▸ Directions for this task
Search the data for the word "provider" and copy every line where it occurs.
──────── Provided data
PR #10418, opened 2019-07-03
LXD certificates are hidden attributes.

anastasiamac:
## Description of change

All cloud authentication mechanisms can specify attributes that are hidden by default - password, secret keys, etc.
LXD certificate auth type was missing Hidden property settings for such secret properties.
These properties can only be visible to  the owner of the credential when a show-secret option is provided.

```
$ juju credentials localhost --format yaml
local-credentials:
  localhost:
    default-credential: localhost
    localhost:
      auth-type: certificate
```
not

```
$ juju credentials localhost --format yaml
local-credentials:
  localhost:
    default-credential: localhost
    localhost:
      auth-type: certificate
      client-cert: <REDACTED>
      client-key: <REDACTED>
      server-cert: <REDACTED>
```

### DIFF
--- a/provider/lxd/credentials.go
+++ b/provider/lxd/credentials.go
@@ -55,7 +55,6 @@ type CertificateGenerator interface {
 
 // NetLookup groups methods for looking up hosts and interface addresses.
 type NetLookup interface {
-
 	// LookupHost looks up the given host using the local resolver.
 	// It returns a slice of that host's addresses.
 	LookupHost(string) ([]string, error)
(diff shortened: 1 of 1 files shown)


anastasiamac:
[hide lxd certificate auth type secret properties](https://trello.com/c/4HMTxJnR/845-hide-lxd-certificate-auth-type-secret-properties)

anastasiamac:
$$merge$$

SimonRichardson:
I think I did this so you could easily override them. I'm a bit foggy on this situation as it's well over a year ago and the use case might have dissolved as we got more of the LXD cluster setup working. Originally that was the idea.

SimonRichardson:
Note: I'm fine with this if we didn't break any LXD cluster setup, which I doubt we have.

anastasiamac:
intermittent, unrelated failure in github.com/juju/juju/worker/uniter/relation.TestPackage

anastasiamac:
$$merge$$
────────────────
▸ Response box
--- a/provider/lxd/credentials.go
+++ b/provider/lxd/credentials.go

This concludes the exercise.